» **Material shown**
PR #35217, opened 2020-03-20
Fix multiple connecting slots in dual view

signedav:
Since the dual view `init()` functionality is used for re-initialization, it should not connect multiple times the same objects. ~So the connection type `UniqueConnection` is used, to avoid that e.g. in Relation Editor Widget the context menu displays the same entries several times...~
So the connections of the member objects only created once are moved to the constructor.

### DIFF
--- a/src/gui/attributetable/qgsdualview.cpp
+++ b/src/gui/attributetable/qgsdualview.cpp
@@ -52,6 +52,12 @@ QgsDualView::QgsDualView( QWidget *parent )
   connect( mFeatureListView, &QgsFeatureListView::aboutToChangeEditSelection, this, &QgsDualView::featureListAboutToChangeEditSelection );
   connect( mFeatureListView, &QgsFeatureListView::currentEditSelectionChanged, this, &QgsDualView::featureListCurrentEditSelectionChanged );
   connect( mFeatureListView, &QgsFeatureListView::currentEditSelectionProgressChanged, this, &QgsDualView::updateEditSelectionProgress );
+  connect( mFeatureListView, &QgsFeatureListView::willShowContextMenu, this, &QgsDualView::widgetWillShowContextMenu );
+
+  connect( mTableView, &QgsAttributeTableView::willShowContextMenu, this, &QgsDualView::viewWillShowContextMenu );
+  mTableView->horizontalHeader()->setContextMenuPolicy( Qt::CustomContextMenu );
+  connect( mTableView->horizontalHeader(), &QHeaderView::customContextMenuRequested, this, &QgsDualView::showViewHeaderMenu );
+  connect( mTableView, &QgsAttributeTableView::columnResized, this, &QgsDualView::tableColumnResized );
 
   mConditionalFormatWidgetStack->hide();
   mConditionalFormatWidget = new QgsFieldConditionalFormatWidget( this );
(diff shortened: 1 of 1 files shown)


src/gui/attributetable/qgsdualview.cpp
```diff
@@ -118,11 +118,11 @@ void QgsDualView::init( QgsVectorLayer *layer, QgsMapCanvas *mapCanvas, const Qg
   mLayer = layer;
   mEditorContext = context;
 
-  connect( mTableView, &QgsAttributeTableView::willShowContextMenu, this, &QgsDualView::viewWillShowContextMenu );
+  connect( mTableView, &QgsAttributeTableView::willShowContextMenu, this, &QgsDualView::viewWillShowContextMenu, Qt::UniqueConnection );
```
troopa81: Wouldn't be better to make the connect in the constructor?

src/gui/attributetable/qgsdualview.cpp
```diff
@@ -146,11 +146,11 @@ void QgsDualView::init( QgsVectorLayer *layer, QgsMapCanvas *mapCanvas, const Qg
     mAttributeEditor->layout()->addWidget( mAttributeForm );
   }
 
-  connect( mAttributeForm, &QgsAttributeForm::widgetValueChanged, this, &QgsDualView::featureFormAttributeChanged );
-  connect( mAttributeForm, &QgsAttributeForm::modeChanged, this, &QgsDualView::formModeChanged );
-  connect( mMasterModel, &QgsAttributeTableModel::modelChanged, mAttributeForm, &QgsAttributeForm::refreshFeature );
-  connect( mAttributeForm, &QgsAttributeForm::filterExpressionSet, this, &QgsDualView::filterExpressionSet );
-  connect( mFilterModel, &QgsAttributeTableFilterModel::sortColumnChanged, this, &QgsDualView::onSortColumnChanged );
+  connect( mAttributeForm, &QgsAttributeForm::widgetValueChanged, this, &QgsDualView::featureFormAttributeChanged, Qt::UniqueConnection );
```
troopa81: _mAttributeForm_ is deleted just above so the connection should be removed, same for _mMasterModel_ deleted in initModels (maybe the connect should be moved in that method)

troopa81 (changes requested):

src/gui/attributetable/qgsdualview.cpp
signedav: Hm... I will go over it again. Thanks.

src/gui/attributetable/qgsdualview.cpp
signedav: I'll check it.

src/gui/attributetable/qgsdualview.cpp
signedav: I agree that it does not need to be unique since the connection are deleted before anyway. I think we cannot move the connections with the `mMasterModel` to the `initModels` since it connects to the `mAttributeForm` created later. (same for `mFilterModel`).

src/gui/attributetable/qgsdualview.cpp
signedav: I moved the connections for `mTableView` and `mFeatureListView` to the constructor. Can you have a look again? Thanks.

src/gui/attributetable/qgsdualview.cpp
troopa81: Right

troopa81 (approved):
It seems OK then, thanks!

signedav:
Thanks @troopa81 
A backport makes sense IMHO, don't you think?

troopa81:
> A backport makes sense IMHO, don't you think?

For sure in 3.12. And I would say yes for 3.10 also.

3nids:
@signedav you'll have to do the backport manually (I think the new backport should work on new (rebased) pull requests)

signedav:
Thanks. Will do it tomo.

PR #35230, opened 2020-03-21
[UI] In labels dialog, change the tab bar for a row a buttons

3nids:
Since the elide mode of the tab bar was set to none, the stack widget was super wide, making it painful to access buttons when use in the docked mode.

before
image

after:
image

### DIFF
--- a/src/gui/qgstextformatwidget.cpp
+++ b/src/gui/qgstextformatwidget.cpp
@@ -504,15 +504,15 @@ void QgsTextFormatWidget::initWidget()
 
   // set button group for stacked widget
   QButtonGroup *tabBtuttonGroup = new QButtonGroup( this );
-  tabBtuttonGroup->addButton( mTextButton, 0 );
-  tabBtuttonGroup->addButton( mFormattingButton, 1 );
-  tabBtuttonGroup->addButton( mBufferButton, 2 );
-  tabBtuttonGroup->addButton( mMaskButton, 3 );
-  tabBtuttonGroup->addButton( mBackgroundButton, 4 );
-  tabBtuttonGroup->addButton( mShadowButton, 5 );
-  tabBtuttonGroup->addButton( mCalloutButton, 6 );
-  tabBtuttonGroup->addButton( mPlacementButton, 7 );
-  tabBtuttonGroup->addButton( mRenderButton, 8 );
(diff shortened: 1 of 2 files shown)


3nids:
now without spacing between the buttons:
image

roya0045:
> now without spacing between the buttons:
> image

Can we just have the button stretch to fill the space. No one likes tiny buttons and this option seems to cause wasted space.

3nids:
and...with slightly bigger icons
image

3nids:
and.........centered
image

nirvn:
Ok, I'm likely -1 on change (to fix an OS X theme issue) as it is likely resulting in a regression whereas the style dock won't be able to reduce its width beyond that of the width of  that row of buttons.

The tab bar handles overflow of tabs on narrow widths by having a scrollable area with a visual indicator.

That said, I'm not at home and haven't checked the changes yet. I'm just guessing it'll be an issue when I review later today :)

nirvn:
Also, since our OS X builds live on the edge of Qt tech, an alternative approach could be to implement a fix within Qt itself.

3nids:
> style dock won't be able to reduce its width beyond that of the width of that row of buttons

what about putting this in a scroll area then?

> The tab bar handles overflow of tabs on narrow widths by having a scrollable area with a visual indicator.

as you can see on first print screen, for me it's not the case and the widget is barely usable at the moment.
So you get a scrollbar on windows/linux, correct? 
But are the tabs as wide as on mac?

roya0045:
On windows is seems fine 
image

nirvn:
@3nids , yep, on linux and windows you get a scroll area, and no, the tabs aren't wide. That said, I did stumble on this issue of overly wide tabs in the past, when improving our night mapping and blend of gray themes. I actually implemented a CSS syntax solution, see: https://github.com/qgis/QGIS/commit/7c50ed9b7e480863a6f46615d77d0e6e0a7247a8#diff-d942df53ebc6fa26dcb816c6c1f09694

I'd suggest an alternative approach here (if it works): add the above-linked stylesheet syntax at the application level when you detect QGIS is launched under OS X, using its OS X-specific Qt style.

3nids:
superseded by #35265

PR #35236, opened 2020-03-22
[RPM] remove python3-qscintilla as requirement

basilrabi:
python3-qscintilla does not exist in fedora 33 which makes the building and installation of rpm to fail.
Also, python3-qscintilla-qt5 is already required and provides the same according
to https://src.fedoraproject.org/rpms/qgis/c/49bfbaf1ea1738e909862a897f6849336a823372?branch=master


basilrabi:
cc @daniviga

m-kuhn (approved):
Looks like a leftover from PyQt4

PR #35233, opened 2020-03-21
Try updating downloading links to OTB 7.1

nyalldawson:

PR #35237, opened 2020-03-22
Re-enable otb tests with stable download link of 7.0

m-kuhn:
Refs https://github.com/qgis/QGIS/pull/35233


nyalldawson (approved):
Much better solution! (Although the breakage looks quite severe with 7.10... not sure what's going on there)

PR #35238, opened 2020-03-22
Add "stepped line" and "hollow" scalebar styles

nyalldawson:
Adds two new scalebar styles (which are available in ArcMap, but previously impossible to reproduce in QGIS)

Stepped line style:

image

Hollow (aka "south african") style:

image

Also includes the api cleanups suggested in https://github.com/qgis/QGIS/pull/35225

Sponsored by SLYR


src/core/layout/qgslayoutitemscalebar.cpp
```diff
@@ -96,21 +93,21 @@ void QgsLayoutItemScaleBar::draw( QgsLayoutItemRenderContext &context )
...
   {
     // compatibility code - ScalebarLineColor and ScalebarLineWidth are deprecated
     QgsExpressionContext expContext = createExpressionContext();
-    std::unique_ptr< QgsFillSymbol > sym( mSettings.fillSymbol2()->clone() );
+    std::unique_ptr< QgsFillSymbol > sym( mSettings.alternateFillSymbol()->clone() );
     Q_NOWARN_DEPRECATED_PUSH
     sym->setColor( mDataDefinedProperties.valueAsColor( QgsLayoutObject::ScalebarFillColor2, expContext, mSettings.fillColor2() ) );
     Q_NOWARN_DEPRECATED_POP
-    mSettings.setFillSymbol2( sym.release() );
+    mSettings.setAlternateFillSymbol( sym.release() );
```
nirvn: Thanks, it reads much nicer now.

src/core/scalebar/qgsnumericscalebarrenderer.cpp
```diff
@@ -33,7 +33,12 @@ QString QgsNumericScaleBarRenderer::visibleName() const
 
 int QgsNumericScaleBarRenderer::sortKey() const
 {
-  return 7;
+  return 9;
```
nirvn: I'm wondering whether it'd be worth changing it to eg. 100; then we'd have visual scale bar 0-99 and non visual bars 100-inf :)

Or we can keep increasing it as need arise, no big deal.

nirvn (approved):
Great!

src/core/scalebar/qgsnumericscalebarrenderer.cpp
nyalldawson: Done

nirvn: Thanks.

agiudiceandrea:
These bug reports https://github.com/qgis/QGIS/issues/38369 and https://github.com/qgis/QGIS/issues/37413 belongs to this PR.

» **Task item**
Which of the lines above hold the word "backport"? Copy each one.

» **Answer section**
A backport makes sense IMHO, don't you think?
> A backport makes sense IMHO, don't you think?
@signedav you'll have to do the backport manually (I think the new backport should work on new (rebased) pull requests)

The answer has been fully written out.